PR #2745, opened 2019-07-27
Fix: Use `language` from `CLI Options` if present

jaspreet57:
## Pull request checklist

Make sure you:

- [ ] ~~Added/Updated related documentation.~~
- [ ] ~~Added/Updated related tests.~~

Earlier, `language` of Analyzer was being taken from config file or OS Locale.
Now it is using CLI Options also, if `language` is present in them.

## Details
This bug was caught when `packages/hint` test case failed. 
In below screenshot, test case is expecting `en-US` as language of Analyzer. But it happens to be `en-GB`. This is because current logic of loading config in Analyzer is taking language either from config file or OS Locale. This makes the test case execution OS dependent as config file is always null here.

actions-language-bug

Actually Analyzer should also consider CLI Options being passed. In test cases, we are already passing `language = 'en-US'` as actions (CLIOptions).

### DIFF
--- a/packages/hint/src/lib/cli/analyze.ts
+++ b/packages/hint/src/lib/cli/analyze.ts
@@ -189,7 +189,13 @@ const loadUserConfig = async (actions?: CLIOptions): Promise<UserConfig> => {
     }
 
     // If language is not in the config file or CLI options, get the language configure in the OS.
-    userConfig.language = (actions && actions.language) || userConfig.language || await osLocale();
+    if (actions && actions.language) {
+        userConfig.language = actions.language;
+        debug(`Using language option provided from command line: ${actions.language}`);
+    } else {
+        userConfig.language = userConfig.language || await osLocale();
+    }
+
     userConfig = mergeEnvWithOptions(userConfig) as UserConfig;
 
     return userConfig;
@@ -281,7 +287,6 @@ const actionsToOptions = (actions: CLIOptions): CreateAnalyzerOptions => {
     const options: CreateAnalyzerOptions = {
         formatters: actions.formatters ? actions.formatters.split(',') : undefined,
         hints: actions.hints ? actions.hints.split(',') : undefined,
-        language: actions.language,
         watch: actions.watch
     };
 
--- a/packages/hint/src/lib/cli/analyze.ts
+++ b/packages/hint/src/lib/cli/analyze.ts
@@ -188,8 +188,8 @@ const loadUserConfig = async (actions?: CLIOptions): Promise<UserConfig> => {
         userConfig = getDefaultConfiguration();
     }
 
-    // If language is not in the config file, get the language configure in the OS.
-    userConfig.language = userConfig.language || await osLocale();
+    // If language is not in the config file or CLI options, get the language configure in the OS.
+    userConfig.language = (actions && actions.language) || userConfig.language || await osLocale();
     userConfig = mergeEnvWithOptions(userConfig) as UserConfig;
 
     return userConfig;
--- a/packages/hint/src/lib/cli/analyze.ts
+++ b/packages/hint/src/lib/cli/analyze.ts
@@ -181,6 +181,27 @@ const askUserToInstallDependencies = async (resources: HintResources): Promise<b
     return answer;
 };
 
+/** Get language. If language is not in the config file or CLI options, get the language configure in the OS. */
+const getLanguage = async (userConfig?: UserConfig, actions?: CLIOptions): Promise<string> => {
+    if (actions && actions.language) {
+        debug(`Using language option provided from command line: ${actions.language}`);
+
+        return actions.language;
+    }
+
+    if (userConfig && userConfig.language) {
+        debug(`Using language option provided in user config file: ${userConfig.language}`);
+
+        return userConfig.language;
+    }
+
+    const osLanguage = await osLocale();
+
+    debug(`Using language option configured in the OS: ${osLanguage}`);
+
+    return osLanguage;
+};
+
 const loadUserConfig = async (actions?: CLIOptions): Promise<UserConfig> => {
     let userConfig = getUserConfig(actions && actions.config);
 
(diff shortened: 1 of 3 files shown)


jaspreet57:
@antross I have executed all other test cases to check for similar issue. This was the only one.
And as this is my first PR, please let me know if I am not following any guideline in commit message or PR template. I will fix it. Thanks

sarvaje:
@antross now that I'm thinking, let me double check if this change is necessary. I was changing the language using the CLI options when I was doing this.

antross:
@sarvaje Interesting, but for what it's worth the location we were passing in mocked CLI options for the test suite definitely wasn't getting picked up. Maybe something regressed before your original PR merged?

sarvaje:
The language from the CLI it is used for the scan, but for some reason, I did over-complicate how it is used.

@jaspreet57 can you clean the code for how it is the language used right now?

Remove language from the type: `CreateAnalyzerOptions`, and then follow the errors xDD

jaspreet57:
@sarvaje ok I will try it now. I will let you know soon when I found something.

sarvaje:
> @sarvaje Interesting, but for what it's worth the location we were passing in mocked CLI options for the test suite definitely wasn't getting picked up. Maybe something regressed before your original PR merged?

Maybe it depends on what machine is running the tests.

sarvaje:
> @sarvaje ok I will try it now. I will let you know soon when I found something.

Let me know if you have any problem

jaspreet57:
Well @sarvaje you are right. `hint` picks up the language from CLI, if passed.
So flow is (inside `analyze.ts`):
1. Load user config from file or get default one (`loadUserConfig`)
2. `createAnalyzerOptions` from give actions. (which also have `language`)
3. Pass above two to `getAnalyzer`.
4. And then in `Analyzer.create` method override `userConfig` with `AnalyzerOptions`. ( This is where Analyzer gets langauage from CLI.)

This just becomes bit complicated because logic of overriding loaded `userConfig` with `actions` went deeper inside the `Analyzer.create` method.

And in test cases, we have mocked the `Analyzer` itself with `FakeAnalyzer` whose `create` method doesn't do this overriding.

Hack could be to update `FakeAnalyzer`, but solution would be to clean this process.

**Also** there is another issue `loadUserConfig` needs `filePath` only but we are passing full `actions` to it. For first time user, this one looks like we are using `actions` inside loadUserConfig also and that leads to this PR. Thanks for pointing out early.

sarvaje:
@jaspreet57 maybe the name of `loadUserConfig` is a little confusing, but it doesn't just load the config from a path. It is the one in charge to get the final "UserConfig". That is why it gets the `actions` parameter instead of just a path.

jaspreet57:
@sarvaje marking it WIP.
I would need some suggestions. So changes would be to take logic out of `Analyzer.create` method? code like below one (creating configuration)
create-config-analyzer

And then `getAnalyzer` will accept the created `configuration: Configuration` only.
suggestions?

jaspreet57:
But I see `Analyzer.create` is being used in other packages as `hintModule.createAnalyzer`. This would be big change.
Thinking of some other solution.

antross:
If I understood @sarvaje correctly, I think he was just suggesting to largely keep your current change as-is and remove the other pre-existing code that was trying to apply the `language` from the CLI arguments in favor of just letting your new code provide the override.

jaspreet57:
> If I understood @sarvaje correctly, I think he was just suggesting to largely keep your current change as-is and remove the other pre-existing code that was trying to apply the `language` from the CLI arguments in favor of just letting your new code provide the override.

Oh ok. I understood it incorrectly. Yeah I can clean up where language is getting overridden at other places.

packages/hint/src/lib/cli/analyze.ts
```diff
@@ -188,8 +188,14 @@ const loadUserConfig = async (actions?: CLIOptions): Promise<UserConfig> => {
         userConfig = getDefaultConfiguration();
     }
 
-    // If language is not in the config file, get the language configure in the OS.
-    userConfig.language = userConfig.language || await osLocale();
+    // If language is not in the config file or CLI options, get the language configure in the OS.
+    if (actions && actions.language) {
```
jaspreet57: Added this `if-else` to keep debug log entry, we were already having at other places from where `language` overriding code is removed.

jaspreet57:
@antross @sarvaje I just pushed changes as requested. Please review and let me know.
Test cases of `hint` and `extension-vscode` passed where this method was being used directly.
If any other package test case failed in CI, I will check it.
Thanks

packages/hint/src/lib/cli/analyze.ts
sarvaje: I like this, maybe we should have the same for the other two options. Also, maybe you can move the logic to their own `getLanguage` method.

jaspreet57: By other two options you `formatters` and `hints` right?

jaspreet57: I think if we move `updateConfigWithOptionsValues` to this place. It should work. All `debug` and all CLI options overriding logic will remain in one function.

sarvaje: Sorry, I didn't explain myself very well, for other two options I meant add a debug message when we are using the language from the userconfig or the language using `osLocale`.

jaspreet57: Oh ok. Got it. Thanks

jaspreet57: @sarvaje made the change :)

packages/hint/src/lib/cli/analyze.ts
```diff
@@ -188,8 +188,19 @@ const loadUserConfig = async (actions?: CLIOptions): Promise<UserConfig> => {
...
```
sarvaje: Can you move all of this to a method `getLanguage`?

packages/hint/src/lib/cli/analyze.ts
```diff
@@ -188,8 +188,19 @@ const loadUserConfig = async (actions?: CLIOptions): Promise<UserConfig> => {
...
+        userConfig.language = actions.language;
+        debug(`Using language option provided from command line: ${actions.language}`);
+    } else if (userConfig.language) {
+        debug(`Using language option provided in user config file: ${userConfig.language}`);
+    } else {
+        const osLanguage = await osLocale();
```
sarvaje: You don't need to assign the value to a new variable, you can do:
```js
userConfig.language = await osLocale();
debug(`Using language option configured in the OS: ${userConfig.language}`);
```

packages/hint/src/lib/cli/analyze.ts
jaspreet57: yeah moving it. Forgot in previous commit.

jaspreet57: @sarvaje move language logic to `getLanguage`. Please have a look. `userConfig` is made optional in case we use `getLanguage` function somewhere else in file. So it will give `osLocale` in case both `userConfig` and `actions` are `undefined`

PR #2781, opened 2019-08-02
Fix: False positives for React.createElement

### LINKED ISSUE #2706: [Bug] hint-create-element-svg false positives for React.createElement
Run a scan on a page using React to create SVG elements.
(e.g. https://codepen.io/acusti/pen/qNWMGL)

Expected:
No reports from `hint-create-element-svg`.

Actual:
The hint raises a warning:
image

-----

I see two possible fixes here:
1. Require the left-hand side to be `document`.

   This has the disadvantage of missing cases where a local variable was used to reference the document (e.g. as `doc` or `d`).

2. Require that only one argument was provided to the function.

   Technically a second argument is allowed in browsers that support custom elements, but this is rare, especially with SVG elements so the missed cases should be few.

   In theory this could still false positive in some `React.createElement` cases if only one argument is provided (since the second argument is technically optional). However current transpilation from JSX seems to always include a `null` if no attributes are provided and most SVG elements are likely to include attributes when used in JSX anyway. 

Personally I'm leaning toward option 2.

sarvaje:
Fix #2706

## Pull request checklist

Make sure you:

### DIFF
--- a/packages/hint-create-element-svg/src/hint.ts
+++ b/packages/hint-create-element-svg/src/hint.ts
@@ -42,7 +42,11 @@ export default class CreateElementSvgHint implements IHint {
 
                     const arg = node.arguments[0];
 
-                    if (arg && 'value' in arg && typeof arg.value === 'string' && svgElements.has(arg.value.toLowerCase())) {
+                    /*
+                     * We are checking also the number of arguments to avoid some false positives.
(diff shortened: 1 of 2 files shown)


antross:
@utsavized Can you take a look at this? Thanks!

Issue #2657, opened 2019-07-02
[Bug] Keep create hint packages up-to-date


pratiyush2706:
## Description
On running ```npm create hint``` it installs deprecated version or outdated version of the dependencies required in the hint folder.

antross:
Thanks @pratiyush2706. I'd have to double check the `create-hint` package, but I suspect there's an opportunity here to automatically increment these as part of our release process.

pratiyush2706:
@antross Yes, automatically incrementing these would be good as developers tend to overlook the versions of the dependencies if the ```package.json``` file is created automatically.

PR #2783, opened 2019-08-05
Fix: Load latest versions from package in `create-hint` templates

jaspreet57:
## Pull request checklist

Make sure you:

- ~~[ ] Added/Updated related tests.~~

This PR improves the process of creating new hint in main repo in following two ways:

1. It loads package versions from `create-hint/package.json` while creating new hint.
As package versions in `package.json` will always remain updated, it seems good idea to load versions from it instead of updating manually in template file.
Thoughts?

2. ~~`webpack` is added to create-hint build script. When user run `npm create hint` in `hint/packages` of main repo, it doesn't work. It requires to run `webpack` after `yarn && yarn build` to create executable `create-hint` binary.~~
This is removed as test cases are failing if we add webpack step in build script.

Fix: #2657

### DIFF
--- a/packages/create-hint/package.json
+++ b/packages/create-hint/package.json
@@ -12,6 +12,8 @@
   "dependencies": {},
   "description": "webhint's hint initializer package",
   "devDependencies": {
+    "@hint/utils-tests-helpers": "^5.0.3",
+    "@types/debug": "^4.1.4",
     "@typescript-eslint/eslint-plugin": "^1.13.0",
     "@typescript-eslint/parser": "^1.12.0",
     "@types/mkdirp": "^0.5.2",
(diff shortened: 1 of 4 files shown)


jaspreet57:
@antross I have not added `i18n` support in create-hint template in this PR. It requires a bit more work so will add another PR.
`i18n` requires a script `create-i18n` from root `hint/scripts`. I doubt if it gets included in release of create-hint or not.

antross:
> i18n requires a script create-i18n from root hint/scripts. I doubt if it gets included in release of create-hint or not.

Also, when making this update `i18n` support (and the related script) should be conditional to when we're using `create-hint` to create a first party package. We don't want to require third party packages to use our localization approach. This should also mean `create-hint` doesn't need to bundle that script as it will already be in the repo for first party hints.

jaspreet57:
> > i18n requires a script create-i18n from root hint/scripts. I doubt if it gets included in release of create-hint or not.
> 
> Also, when making this update `i18n` support (and the related script) should be conditional to when we're using `create-hint` to create a first party package. We don't want to require third party packages to use our localization approach. This should also mean `create-hint` doesn't need to bundle that script as it will already be in the repo for first party hints.

Thanks. I got it.

PR #2797, opened 2019-08-07
Chore: Move `load-resource` and its dependencies to `utils`

sarvaje:
## Pull request checklist

Make sure you:


packages/utils/src/packages/has-multiple-resources.ts
```diff
@@ -0,0 +1,15 @@
+import { ResourceType } from '../types/resource-type';
+
+/**
+ * Check if it is a package with multiple resources.
+ */
+export const hasMultipleResources = (resource: any, type: ResourceType) => {
+    switch (type) {
```
utsavized: Why use `switch` if there is only one case?

packages/hint/src/lib/enums/index.ts
```diff
@@ -1,4 +1,5 @@
 export * from '@hint/utils/dist/src/types/category';
 export * from './error-status';
 export * from './hint-scope';
-export * from './resource-type';
+export * from '@hint/utils/dist/src/types/resource-type';
+export * from '@hint/utils/dist/src/types/resource-error-status';
```
antross: This is unnecessary as `./error-status` already re-exports these types.
```suggestion
```

packages/hint/src/lib/enums/index.ts
```diff
@@ -1,4 +1,5 @@
 export * from '@hint/utils/dist/src/types/category';
 export * from './error-status';
 export * from './hint-scope';
-export * from './resource-type';
+export * from '@hint/utils/dist/src/types/resource-type';
```
antross: Similarly, shouldn't this still just export from `./resource-type` as it already re-exports the necessary types?
```suggestion
export * from './resource-type';
```

packages/hint/src/lib/cli/version.ts
```diff
@@ -1,6 +1,6 @@
-import { logger } from '@hint/utils';
-import { loadHintPackage } from '../utils/packages/load-hint-package';
+import { logger, packages } from '@hint/utils';
 
+const { loadHintPackage } = packages;
```
antross: Do any of the imports in this file need to change since `../utils/packages/load-hint-package` still re-exports `loadHintPackage`?

packages/hint/src/lib/cli/analyze.ts
```diff
@@ -17,7 +17,6 @@ import {
     HintResources,
     UserConfig
 } from '../types';
-import { loadHintPackage } from '../utils/packages/load-hint-package';
```
antross: Same here, seems we could still use the old references. No need for the added diff.

packages/utils/src/config/to-absolute-path.ts
```diff
@@ -0,0 +1,80 @@
+import * as fs from 'fs';
+import * as path from 'path';
+
+import { UserConfig, HintsConfigObject } from '../types/config';
+
+export const toAbsolutePaths = (config: UserConfig | null, configRoot: string): UserConfig | null => {
```
antross: Given the method is `toAbsolutePaths`, let's call this file `to-absolute-paths.ts` to include the "s" as well for consistency.

packages/utils/src/packages/has-multiple-resources.ts
sarvaje: Good question, IIRC we use to have more options hehehe.

packages/hint/src/lib/cli/analyze.ts
```diff
@@ -6,7 +6,7 @@ import * as isCI from 'is-ci';
 import { default as ora } from 'ora';
 import * as osLocale from 'os-locale';
 
-import { appInsights, configStore, debug as d, fs, logger, misc, network, npm, ConnectorConfig, normalizeHints, HintsConfigObject, HintSeverity } from '@hint/utils';
+import { appInsights, configStore, debug as d, fs, logger, misc, network, npm, ConnectorConfig, normalizeHints, HintsConfigObject, HintSeverity, packages } from '@hint/utils';
```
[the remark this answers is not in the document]
sarvaje: That is not part of this PR, and change it will be a breaking change.

packages/utils/src/packages/load-resource.ts
```diff
@@ -0,0 +1,303 @@
...
+import * as path from 'path';
+
+import * as globby from 'globby';
+import * as semver from 'semver';
+
+import { cwd, loadJSONFile } from '../fs';
+import { debug as d } from '../debug';
+import { isFullPackageName } from './is-full-package-name';
+import { ResourceType } from '../types/resource-type';
+import { loadPackage as getPackage } from './load-package';
```
antross: Since we renamed the conflicting `loadPackage` to `requirePackage`, let's just drop this alias to `getPackage` and use the original helper name.

packages/create-hint/tsconfig.json
```diff
@@ -14,6 +14,7 @@
     ],
     "references": [
         { "path": "../hint" },
-        { "path": "../utils" }
+        { "path": "../utils" },
+        { "path": "../utils-tests-helpers" }
```
antross: This probably came from re-running one of our scripts, but since it's cross-package let's either drop it from this PR or include it as a separate commit for merging.

sarvaje: ok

----------------------------------------

Copy here each line of the preceding records with "logger" in it.

Output of the exercise:
-import { logger } from '@hint/utils';
+import { logger, packages } from '@hint/utils';
-import { appInsights, configStore, debug as d, fs, logger, misc, network, npm, ConnectorConfig, normalizeHints, HintsConfigObject, HintSeverity } from '@hint/utils';
+import { appInsights, configStore, debug as d, fs, logger, misc, network, npm, ConnectorConfig, normalizeHints, HintsConfigObject, HintSeverity, packages } from '@hint/utils';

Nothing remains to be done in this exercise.